JAMES WILEY, sale and livery stable, was born in England, August 6, 1819. Son of John and Elizabeth Wiley. When only twelve years of age, he came to America, and for about forty years lived in Newark, Ohio. He carried on a feed, sale and livery stable in that place, served as Constable seven years, Justice of the Peace three years and Provost eighteen months, during the early part of the war. He came direct from Newark to Kansas, in the spring of 1869. Farmed in Clifton Township four years, and has since been engaged in the livery business. He has served three years as Police Judge, and about seven years as Justice of the Peace, and is serving in both capacities at the present writing. He was married in Newark, Ohio, in 1839, to Alvira Riley, by whom he had four children, three of whom are living -- Jones R., in Kansas, John and Mrs.

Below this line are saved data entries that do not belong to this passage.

PR #1255, opened 2024-04-16
Add decoupleafterbatch converter to ensure decouple processor follows batch processor

nslaughter:
## Problem
When using the batch processor in a Lambda Collector pipeline, it's important to always have the decouple processor come after the batch processor. This is because the batch processor introduces delays in processing some spans/metrics/logs in order to batch them with later arriving items. If the batch processor's effect isn't offset by the decouple processor then the delay can cause issues when the Lambda environment gets frozen, potentially leading to loss of data and higher costs. In short, the current situation places a burden on the user to apply knowledge specialized to the Lambda distribution to realize the results they're most likely expecting.

## Solution
This PR introduces a new `decoupleafterbatch` converter which automatically modifies the config, potentially adding a decouple processor to the processor chains as defined in the user's config. The behavior is that checks if a batch processor is defined and if there is no decouple processor following it, then it adds it to the end.

The key aspects are:

1. When a user configures a batch processor without following it with a batch processor, the converter will automatically add a decouple processor to the end of the pipeline.

2. If a decouple processor is already present after the last occurrence of the batch processor then nothing happens.

3. If batch processors are defined in multiple pipelines (logs, traces, etc), each one will be appended according to the state of that processor pipeline only.

## Rationale
The decouple processor allows the lambda function to return while the Collector continues exporting the observability data asynchronously. By ensuring it always comes after the batch processor, we ensure that users avoid potential data loss scenarios, delays, and unnecessary expense caused when the Lambda environment gets frozen in the middle of a batch processor timeout.

## Alternatives Considered

1. **Document the requirement and rely on users to always add the decouple processor.** This is likely to be overlooked and places a burden on the user to get better results.

2. **Disable the batch processor when running in Lambda.** This would ensure preventing bad performance caused by the batch processor in lambda, but it would also prevent users from using the batch processor's capabilities.

The automated config by converters approach is simplest for users and the most robust. It restores the benefit of the batch processor, which is recommended in OpenTelemetry best practices, while ensuring that users don't run into unexpected problems with the unique behaviors in the lambda environment.

## Testing

Unit tests have been added to verify the converter works as expected, both when a user hasn't defined any processors as well as when they've defined just a batch processor, just a decouple processor, or both in different valid and invalid orders.

The rest is in Github Actions.

Please take a look and let me know if you have any feedback or suggestions!


collector/internal/confmap/converter/decoupleafterbatchconverter/README.md
```diff
@@ -0,0 +1,11 @@
...
+
+The `DecoupleAfterBatch` converter automatically modifies the collector's configuration for the Lambda distribution. Its purpose is to ensure that a decouple processor is always present after a batch processor in a pipeline, in order to prevent potential data loss due to the Lambda environment being frozen.
+
+## Behavior
+
+The converter scans the collector's configuration and makes the following adjustments:
+
+1. If a pipeline contains a batch processor with no decouple processor defined after it, the converter will automatically add a decouple processor to the pipeline immediately after the batch processor.
+
+2. If a pipeline contains a batch processor with a decouple processor already defined after it or there is no batch processor defined, the converter will not make any changes to the pipeline configuration.
```
adcharre, line 11: What's the expected behaviour if the user gets it wrong and adds a decouple processor before a batch processor?
i.e.
```
input -> decouple -> batch -> output
```

collector/internal/confmap/converter/decoupleafterbatchconverter/converter.go
```diff
@@ -0,0 +1,118 @@
...
+		}
+	}
+
+	return nil
+}
+
+// The appendDecouple is the filter predicate for the Convert function action. It tells whether
+// (bool) there was a decouple processor after the last
+// batch processor, which Convert uses to decide whether to append the decouple processor.
+func appendDecouple(processors []interface{}) bool {
```
adcharre: The name `appendDecouple` suggests that it's doing the actual appending, I'd suggest changing the name to something like `shouldAppendDecouple`

collector/processor/decoupleprocessor/README.md
```diff
@@ -7,22 +7,33 @@
...
 
-When combined with the batch processor, the number of exports required can be significantly reduced and therefore the cost of running the lambda. This is with the trade-off that the data will not be available at your chosen endpoint until some time after the invocation, up to a maximum of 5 minutes (the timeout that the environment is shutdown when no further invocations are received). 
+When combined with the batch processor, the number of exports required can be significantly reduced and therefore the cost of running the lambda. This is with the trade-off that the data will not be available at your chosen endpoint until some time after the invocation, up to a maximum of 5 minutes (the timeout that the environment is shutdown when no further invocations are received).
+
+## Auto-Configuration
+
+Due to the significance of performance improvement with this approach, the OpenTelemetry Lambda Layer automatically configures the decouple processor when the batch processor is used. This provides the best performance by default.
```
adcharre: Minor suggestion to make this easier to read
```suggestion
Due to the significant performance improvements with this approach, the OpenTelemetry Lambda Layer automatically configures the decouple processor when the batch processor is used. This ensures the best performance by default.
```

collector/internal/confmap/converter/decoupleafterbatchconverter/converter_test.go
```diff
@@ -0,0 +1,114 @@
...
+    }{
+		// This test is first, because it illustrates the difference in making the rule that when
+		// batch is present the converter appends decouple processor to the end of chain versus
+		// the approach of this code which is to do this only when the last instance of batch
+		// is not followed by decouple processor.
+		{
+			name: 	   "batch then decouple in middle of chain",
+			processors: []interface{}{"processor1", "batch", "decouple", "processor2"},
+			expectedProcessors: []interface{}{"processor1", "batch", "decouple", "processor2"},
+		},
```
adcharre: Nit. Formatting seems a bit off here, I think you might have a combination of tabs and space formatting.

collector/internal/confmap/converter/decoupleafterbatchconverter/converter_test.go
```diff
@@ -0,0 +1,114 @@
...
+        {
+            name:       "no pipelines",
+            processors: nil,
+            expectedProcessors: nil,
+        },
+        {
+            name:       "no processors in chain",
+            processors: nil,
+            expectedProcessors: nil,
+        },
```
adcharre: How are these test cases different as they all pass in the same nil value?

collector/internal/confmap/converter/decoupleafterbatchconverter/converter_test.go
```diff
@@ -0,0 +1,114 @@
...
+                        "processors": processors,
+                    },
+                },
+            },
+        })
+    }
+
+    testCases := []struct {
+        name        string
+        processors  []interface{}
```
adcharre: I think you actually want these to be confmap.Conf values which you populate using the `baseConf` call. 
That way you can test the cases on lines 55-64 where you actual want a confmap.Conf structure without services/pipelines etc

collector/internal/confmap/converter/decoupleafterbatchconverter/converter_test.go
```diff
@@ -0,0 +1,114 @@
...
+            processors: []interface{}{"processor1", "batch", "processor2"},
+            expectedProcessors: []interface{}{"processor1", "batch", "processor2", "decouple"},
+        },
+
+        {
+            name:       "batch and decouple processors already present in correct position",
+            processors: []interface{}{"processor1", "batch", "processor2", "decouple"},
+            expectedProcessors: []interface{}{"processor1", "batch", "processor2", "decouple"},
+        },
+    }
```
adcharre: Missing test case for decouple then batch processor.

collector/go.mod
```diff
@@ -69,6 +69,7 @@ require (
 	github.com/golang/groupcache v0.0.0-20210331224755-41bb18bfe9da // indirect
 	github.com/golang/protobuf v1.5.3 // indirect
 	github.com/golang/snappy v0.0.4 // indirect
+	github.com/google/go-cmp v0.6.0 // indirect
```
adcharre: Should there also be an update to `collector/go.sum`?

collector/internal/confmap/converter/decoupleafterbatchconverter/README.md
nslaughter: > What's the expected behaviour if the user gets it wrong and adds a decouple processor before a batch processor? i.e.
> 
> ```
> input -> decouple -> batch -> output
> ```

Good question. To describe the processor chain rewrite rule in pseudo-regex I'd say `decouple -> .* -> batch -> [^decouple]*` becomes `decouple -> .* -> batch -> [^decouple]* -> decouple`. I've added 3 test cases to clarify the results (including this example) when the chain fits this pattern.

collector/internal/confmap/converter/decoupleafterbatchconverter/converter.go
nslaughter: [x] updated code

collector/internal/confmap/converter/decoupleafterbatchconverter/converter_test.go
nslaughter: Oh, wow. Surprised that `gofmt` wasn't in my editing pipeline.

collector/internal/confmap/converter/decoupleafterbatchconverter/converter_test.go
nslaughter: Thanks for pointing that out.

collector/internal/confmap/converter/decoupleafterbatchconverter/converter_test.go
nslaughter: Thanks. I added a few that deal with this.

tylerbenson:
Thanks for the thorough review @adcharre!

collector/internal/confmap/converter/decoupleafterbatchconverter/README.md
```diff
@@ -0,0 +1,11 @@
+# DecoupleAfterBatch Converter
+
+The `DecoupleAfterBatch` converter automatically modifies the collector's configuration for the Lambda distribution. Its purpose is to ensure that a decouple processor is always present after a batch processor in a pipeline, in order to prevent potential data loss due to the Lambda environment being frozen.
+
+## Behavior
+
+The converter scans the collector's configuration and makes the following adjustments:
+
+1. If a pipeline contains a batch processor with no decouple processor defined after it, the converter will automatically add a decouple processor to the pipeline immediately after the batch processor.
```
adcharre: Re-reading this after you added the additional tests case I note that this isn't strictly true - it doesn't add the decouple process _immediately_ after the batch process, in fact it adds it to the end of the pipeline.

So perhaps this is a better description:

```suggestion
1. If a pipeline contains a batch processor with no decouple processor defined after it, the converter will automatically add a decouple processor to the end of the pipeline.
```

adcharre (commented):
Looking good, just one pedantic comment about the readme.

nslaughter:
> Looking good, just one pedantic comment about the readme.

I appreciate the details. Thank you.

adcharre (approved):
LGTM

tylerbenson (approved):
Nice work!

rapphil (approved):

collector/processor/decoupleprocessor/README.md
```diff
@@ -7,22 +7,33 @@
...
 
-When combined with the batch processor, the number of exports required can be significantly reduced and therefore the cost of running the lambda. This is with the trade-off that the data will not be available at your chosen endpoint until some time after the invocation, up to a maximum of 5 minutes (the timeout that the environment is shutdown when no further invocations are received). 
+When combined with the batch processor, the number of exports required can be significantly reduced and therefore the cost of running the lambda. This is with the trade-off that the data will not be available at your chosen endpoint until some time after the invocation, up to a maximum of 5 minutes (the timeout that the environment is shutdown when no further invocations are received).
+
+## Auto-Configuration
+
+Due to the significant performance improvements with this approach, the OpenTelemetry Lambda Layer automatically configures the decouple processor when the batch processor is used. This ensures the best performance by default.
```
tylerbenson, line 18: Please also update `collector/README.md` with similar info.

nslaughter: Agree. I pushed the changes. Please let me know your thoughts.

Emma Lyman, in Cincinnati. After the death of his first wife he was married a second time in Newark to Sarah A. Holden, by whom he had six children, four of whom are living -- Dr. F. M. Wiley, Mrs. Annetta J. Allen, Herbert J. Wiley and Mrs. Jessie Christman. His second wife died in 1874, and he was married again at Humboldt, Kansas, to Mrs. N. J. Clem, an estimable widow lady, daughter of Thomas and Caroline Brinkley. This union has been blessed with four children -- Paul, Walter T., Bertha and Mary. Mrs. Wiley has two children by her first husband -- Dekalb and Oscar Clem. Mr. Wiley is a man of good judgment and fine principles, a reliable business man and a conscientious official.